Electrochemistry was carried out at 110 °C in the potential ranges 1.2 to −1.7 V vs. ACC as indicated in the text. The charge/discharge rate (15 mA g⁻¹) was galvanostatically controlled by a Bio-Logic VMP3 potentiostat. After magnesiation and demagnesiation of the ζ-V₂O₅ samples, the electrodes were recovered, rinsed in acetonitrile five times, and dried at room temperature under vacuum for 1 minute before characterization. To generate the di/dV profiles, the voltage profiles were smoothed using a Loess function (with point windows in the range of 100–350) before differentiation.

Results and discussion

The nanometric ζ-V₂O₅ sample, henceforth referred to as “Nano ζ-V₂O₅”, was synthesized via a multi-step process involving CHFS, as detailed in the Experimental section and the ESI (Fig. S1 and S2†).^25,26 An acid leaching step was incorporated to remove Ag⁺ from the Ag_0.33V₂O₅ intermediate. For purposes of comparison, the larger micrometric ζ-V₂O₅ (henceforth referred to as “Bulk ζ-V₂O₅”) was synthesized using a batch hydrothermal procedure.^14,34 Scanning Transmission Electron Microscope (STEM) and Scanning Electron Microscope (SEM) analysis revealed the Nano ζ-V₂O₅ formed ∼100 nm crystallites (Fig. 1a and Fig. S3a†), with a small population of faceted rods up to 500 nm in length. In contrast, the Bulk ζ-V₂O₅ sample took the form of micrometer-long wires (ca. 150 nm in diameter, Fig. S3b†).¹⁴ High-Angle Annular Dark Field (HAADF) imaging revealed the atomic arrangement of V within Nano ζ-V₂O₅ along the [1̄ 5̄ 0] zone axis (Fig. 1b), where the tunnel structure of ζ-V₂O₅ was clearly visible. Electron Energy-Loss Spectroscopy (EELS, Fig. 1c) of the Nano ζ-V₂O₅ revealed a similar fine-structure of the V L-edges to that reported previously for ζ-V₂O₅, and EDS of these particles (Fig. S7†) revealed significant intrusion of Na from the Na₂S₂O₃ solution (used to remove the AgCl byproduct generated in the acid washing step). It should be noted that a small amount of Ag is present in the Bulk ζ-V₂O₅ structure following washing, with nominal stoichiometry Ag_0.06V₂O₅.³⁴ As the same washing protocol was used for both the Nano and Bulk ζ-V₂O₅, it is suggested that the smaller particle sizes enabled the enhanced substitution of Ag with Na due to the increased accessibility to the ζ-V₂O₅ tunnels caused by the larger surface area.

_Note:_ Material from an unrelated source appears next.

PR #5102, opened 2023-12-13
Remote gateway options bug fix

itsfarbod:
I encountered the issue when i was trying to have a `filer.remote.gateway` instance for async backup.
The problem is that when you set filer address in `filer.remote.gateway` `-filer` flag, It won't use the filer address and encounters error while trying to write to the filer. Actually it uses RemoteSyncOptions instead of RemoteGatewayOptions. So because RemoteSyncOptions have default values it will use localhost:8888 as filer address and will ignore the actual filer address.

Fig. 1 STEM imaging and spectroscopy analysis of Nano ζ-V₂O₅, showing (a) a representative particle cluster composed of crystallites of ∼100 nm width, where the location of the hole drilled during EDX analysis is indicated with a red dotted circle, (b) an atomic-resolution HAADF image of the particle along the [1̄ 5̄ 0] zone axis, where the tunnel structure is clearly visible, with the arrangement of V atoms of the HAADF image provided as an inset. (c) EEL spectrum of the V L- and O K-edges of the Nano ζ-V₂O₅ sample with the energy difference indicated by the dotted lines.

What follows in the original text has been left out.